I DO NOT love on bucks any more than needed and I make sure I change clothes before sitting in my car or house.

I am very entrenched in Alpines, would like to switch to LaManchas, and maybe breed some minis. I need more bucks


----------



## heatherlynnky

For now rent a stud is the best option. Maybe once the honey do list is a bit smaller a separate area could be arranged. Right now I have just the right amount of housing for the girls but no separate area for boys. The horses do not much care for goats in their area and my cows are being bred for milk also. I had baby boys at one point and they were sweet as could be but with no separate area its was not feasible, they could not stay with mom and aunts. A neighbor with a buck that knows me and the gals is our best bet for now. 

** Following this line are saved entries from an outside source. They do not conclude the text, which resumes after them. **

PR #87, opened 2020-09-07
Account Module: Minor adjustment

andy-hook:
Address the issue we discussed with "Unknown" wallet during connection. Couple of other minor tweaks to click targets and header spacing while I was in the area.

### DIFF
--- a/src/components/Account/AccountModule.js
+++ b/src/components/Account/AccountModule.js
@@ -28,20 +28,13 @@ function AccountModule() {
   const toggle = useCallback(() => setOpened((opened) => !opened), [])
 
   useEffect(() => {
-    let timer
-
     if (status === 'error') {
       setActivatingDelayed(null)
     }
 
     if (status === 'connecting') {
       setActivatingDelayed(connector)
-      timer = setTimeout(() => {
-        setActivatingDelayed(null)
-      }, 400)
     }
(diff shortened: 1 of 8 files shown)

I have another friend( I got one of the goat gals from her) who wants to talk about buying bucks and swapping them between farms. She raises very small scale and so am I so that would be nice. I am really limited on how many I can have right now. I think max number of permanent resident goats would have to be around 6 at least for the next year or so.  So how many keep their bucks full time with their girls? I was under the impression that was not ideal?


----------



## babsbag

I used to keep my buck with the girls. I wasn't milking much and not during rut. Then I got another buck so the boys stayed together all of the time. I also like knowing when my goats are bred, another reason to not keep them together full time.


----------



## goats&moregoats

It definitely is not ideal for breeding reasons. I kept my buck with my girls for two months, this year. I got end results that I wanted for four of them, but ultimately put another at risk. Won't be doing that again. No buck now until next fall and by then will have separate area set up for them. Last year he was with all the older girls, and I ended up not knowing exactly when two of them were due. His stinkiness did not rub off on the girls, but then again he wasn't to awful bad anyways.


----------



## heatherlynnky

We shall see what happens next year.  I think for this year I stick with the plan. Next spring he is expecting kids from his beautiful ND buck and if housing and another fenced in area can be provided I may consider. Everything in its time. I am taking baby steps here lol.


----------



## Southern by choice

We hand breed. Doe goes into heat and we bring a buck up and put him in the breeding pen and put the doe in. Stand and watch, done and over in a few minutes. Repeat the next day. Mark 150 days on the calendar. We always know the due date no guessing. Of course you have to remember to keep an eye on them to make sure the doe settled and doesn't go back into heat. 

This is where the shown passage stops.